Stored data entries
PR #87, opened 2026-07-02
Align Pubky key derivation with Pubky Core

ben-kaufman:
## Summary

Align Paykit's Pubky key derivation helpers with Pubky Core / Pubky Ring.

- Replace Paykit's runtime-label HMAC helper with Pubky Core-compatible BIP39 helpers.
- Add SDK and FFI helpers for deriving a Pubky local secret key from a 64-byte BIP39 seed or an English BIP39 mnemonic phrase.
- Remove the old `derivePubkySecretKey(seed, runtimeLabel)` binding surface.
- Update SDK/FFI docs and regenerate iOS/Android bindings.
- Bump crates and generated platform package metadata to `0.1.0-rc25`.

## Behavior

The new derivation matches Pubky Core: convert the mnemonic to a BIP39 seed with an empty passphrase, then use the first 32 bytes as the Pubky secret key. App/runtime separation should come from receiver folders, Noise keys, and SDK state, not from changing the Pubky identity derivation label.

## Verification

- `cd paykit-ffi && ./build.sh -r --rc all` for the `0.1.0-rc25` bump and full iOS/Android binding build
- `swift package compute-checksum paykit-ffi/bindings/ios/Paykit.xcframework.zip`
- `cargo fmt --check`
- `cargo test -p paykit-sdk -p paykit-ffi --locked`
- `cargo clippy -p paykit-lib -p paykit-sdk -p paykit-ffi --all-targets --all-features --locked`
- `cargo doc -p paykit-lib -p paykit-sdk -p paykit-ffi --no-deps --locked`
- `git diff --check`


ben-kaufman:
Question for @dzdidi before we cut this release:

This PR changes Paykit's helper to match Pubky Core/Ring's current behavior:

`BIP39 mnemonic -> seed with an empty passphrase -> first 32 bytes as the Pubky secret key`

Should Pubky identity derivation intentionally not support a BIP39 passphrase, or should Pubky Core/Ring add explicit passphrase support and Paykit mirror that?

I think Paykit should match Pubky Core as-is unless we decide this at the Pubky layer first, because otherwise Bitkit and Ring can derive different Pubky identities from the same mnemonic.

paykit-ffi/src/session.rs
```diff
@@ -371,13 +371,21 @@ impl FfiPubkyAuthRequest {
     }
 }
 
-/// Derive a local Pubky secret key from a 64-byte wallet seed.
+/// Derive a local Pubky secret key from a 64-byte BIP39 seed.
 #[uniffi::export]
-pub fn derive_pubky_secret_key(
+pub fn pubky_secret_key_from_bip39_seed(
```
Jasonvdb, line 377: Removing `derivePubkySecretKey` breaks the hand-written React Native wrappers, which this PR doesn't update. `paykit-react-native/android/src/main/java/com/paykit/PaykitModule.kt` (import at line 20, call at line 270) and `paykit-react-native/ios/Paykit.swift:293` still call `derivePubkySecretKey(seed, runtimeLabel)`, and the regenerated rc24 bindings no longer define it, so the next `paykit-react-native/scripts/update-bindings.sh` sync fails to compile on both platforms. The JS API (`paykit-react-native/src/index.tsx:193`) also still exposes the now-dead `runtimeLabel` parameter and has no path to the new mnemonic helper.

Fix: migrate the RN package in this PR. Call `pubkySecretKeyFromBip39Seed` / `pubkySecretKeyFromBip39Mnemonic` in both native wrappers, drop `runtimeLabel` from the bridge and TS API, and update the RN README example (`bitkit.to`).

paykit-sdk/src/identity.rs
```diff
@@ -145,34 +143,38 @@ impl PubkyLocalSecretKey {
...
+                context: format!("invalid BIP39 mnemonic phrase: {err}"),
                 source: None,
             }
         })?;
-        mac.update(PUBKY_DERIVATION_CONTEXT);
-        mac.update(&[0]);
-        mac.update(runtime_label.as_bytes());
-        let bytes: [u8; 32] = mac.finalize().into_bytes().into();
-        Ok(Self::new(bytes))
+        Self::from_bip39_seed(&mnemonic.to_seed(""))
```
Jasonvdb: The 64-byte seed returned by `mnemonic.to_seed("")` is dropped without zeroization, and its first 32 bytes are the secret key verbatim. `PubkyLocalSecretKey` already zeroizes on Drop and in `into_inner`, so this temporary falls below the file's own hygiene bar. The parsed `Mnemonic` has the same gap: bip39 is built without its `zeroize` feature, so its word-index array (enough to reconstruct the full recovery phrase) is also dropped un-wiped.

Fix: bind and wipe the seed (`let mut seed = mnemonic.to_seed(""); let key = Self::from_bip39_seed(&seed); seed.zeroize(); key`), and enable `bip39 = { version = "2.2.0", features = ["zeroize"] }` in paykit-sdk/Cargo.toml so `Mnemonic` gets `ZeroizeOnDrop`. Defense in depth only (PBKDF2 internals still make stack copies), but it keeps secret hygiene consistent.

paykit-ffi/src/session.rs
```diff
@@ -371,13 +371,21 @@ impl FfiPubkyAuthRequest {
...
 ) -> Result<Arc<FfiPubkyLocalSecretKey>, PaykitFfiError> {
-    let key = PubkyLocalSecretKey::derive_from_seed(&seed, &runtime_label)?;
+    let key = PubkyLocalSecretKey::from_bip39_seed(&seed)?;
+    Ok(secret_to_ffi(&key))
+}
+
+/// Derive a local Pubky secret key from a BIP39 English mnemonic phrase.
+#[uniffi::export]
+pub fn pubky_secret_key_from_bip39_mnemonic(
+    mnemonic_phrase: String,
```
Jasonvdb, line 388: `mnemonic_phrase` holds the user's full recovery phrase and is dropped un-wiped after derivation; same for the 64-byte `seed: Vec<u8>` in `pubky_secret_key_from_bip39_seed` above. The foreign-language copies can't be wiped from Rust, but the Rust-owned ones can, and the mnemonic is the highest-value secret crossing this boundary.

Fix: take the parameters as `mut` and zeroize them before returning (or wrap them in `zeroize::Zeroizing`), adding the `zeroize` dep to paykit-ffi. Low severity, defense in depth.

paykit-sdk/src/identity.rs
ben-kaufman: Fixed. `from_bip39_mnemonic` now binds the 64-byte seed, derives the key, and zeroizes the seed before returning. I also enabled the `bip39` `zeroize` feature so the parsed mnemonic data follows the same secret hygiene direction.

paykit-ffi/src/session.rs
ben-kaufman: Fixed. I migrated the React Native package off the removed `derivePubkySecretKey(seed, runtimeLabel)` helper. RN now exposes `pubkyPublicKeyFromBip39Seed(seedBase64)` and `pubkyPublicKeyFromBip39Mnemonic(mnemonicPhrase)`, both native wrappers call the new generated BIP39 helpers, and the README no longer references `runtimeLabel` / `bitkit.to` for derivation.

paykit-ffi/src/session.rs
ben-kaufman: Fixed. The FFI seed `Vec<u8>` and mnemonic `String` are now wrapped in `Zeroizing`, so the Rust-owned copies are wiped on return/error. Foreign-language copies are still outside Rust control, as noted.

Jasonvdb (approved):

TRY IT> All that belongs in the answer is an exact copy of the lines from the start of the records above through the line with "- Replace Paykit's".

TASK OUTPUT>
PR #87, opened 2026-07-02
Align Pubky key derivation with Pubky Core

ben-kaufman:
## Summary

Align Paykit's Pubky key derivation helpers with Pubky Core / Pubky Ring.

- Replace Paykit's runtime-label HMAC helper with Pubky Core-compatible BIP39 helpers.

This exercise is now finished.